The percent decrease in Cr(VI) was determined in accordance with the formula below.
% Cr(VI) reduction: ((Ci - Cf)/Ci) * 100
Ci: initial Cr(VI) concentration mg/L
Cf: final Cr(VI) concentration mg/L
Bioremoval Of Cr Analysis
In order to determine the accumulation of metal on the cell surface, 1 ml of 50 mM EDTA (Merck) solution was applied to the cells precipitated after centrifugation in the previous step. The samples were centrifuged and the supernatant was taken into another tube for ICP MS analysis. The total amount of Cr in the filtrates was analyzed in the ICP-MS device. To determine the amount of metal removed by the strains, the formula given below was used (Anusha and Natarajan 2020).
% of Remove of Cr: ((Ci-Cs)/Ci) * 100
Cr in supernatant (Cs): Remaining concentration of Cr after bioaccumulation (mg/L)
Initial Cr concentration (Ci): Initial concentration of Cr added into the medium (mg/L)

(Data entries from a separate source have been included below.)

PR #22136, opened 2024-05-24
community[patch]: Update the default api_url and reqeust_body of sparkllm embedding

maang-h:
- **Description:** When I was running the SparkLLMTextEmbeddings, app_id, api_key and api_secret are all correct, but it cannot run normally using the current URL.

    ```python
    # example
    from langchain_community.embeddings import SparkLLMTextEmbeddings

    embedding= SparkLLMTextEmbeddings(
        spark_app_id="my-app-id",
        spark_api_key="my-api-key",
        spark_api_secret="my-api-secret"
    )
    embedding= "hello"
    print(spark.embed_query(text1))
    ```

Sem, Stem And Edx Analyses
SEM analysis was conducted to view morphological changes on the surface of Cr(VI) treated cells. STEM (ZEISS, Germany) was used to determine the metal distribution inside bacteria. MT2A cells were grown in a LB medium treated and untreated Cr(VI) (25 mg/L) at 150 rpm at 37°C for 24 hours. The cells were then centrifuged at 6000 rpm for 20 minutes at 4°C, the liquid part was discarded and washed three times with the pellet phosphate buffer (PBS, pH 7.2). Then the pellet was fixed to 2.5% of glutaraldehyde for 4–6 hours at 4°C. Cells were washed with PBS and treated with 1% osmium tetraoxide for 1–2 hours. After fixation, the cells were washed again with PBS and dehydrated by increasing concentrations of ethanol (15, 30, 60, 90 and 100% v/v). The fixed samples were critically dried thoroughly and gold-platinum (QUORUM) coated. The images of the samples were taken using SEM and Energy Dispersive X-Ray (EDX) (ZEISS & EVO LS 10, Germany) devices. By making minor changes in the SEM analysis protocol for STEM analysis, samples of MT2A cells that were Cr(VI) treated and non Cr(VI) treated cells were prepared.
Ftir Analysis
FTIR (Perkin Elmer 400 FT-IR/FT-FIR spectrometer) was performed to detect Cr(VI) binding functional groups on the MT2A cell surface. Cr (VI) (25 mg/L) and Cr (VI) untreated MT2A cells were incubated for 24 hours. The samples were then centrifuged at 5000 rpm for 20 minutes at 4°C. The supernatant was discarded and the pellet was lyophilized after washing twice with PBS (Karthik et al. 2017). Samples were analyzed on the FTIR Spectrometer between 400 cm− 1 and 4000 cm− 1 wavelength.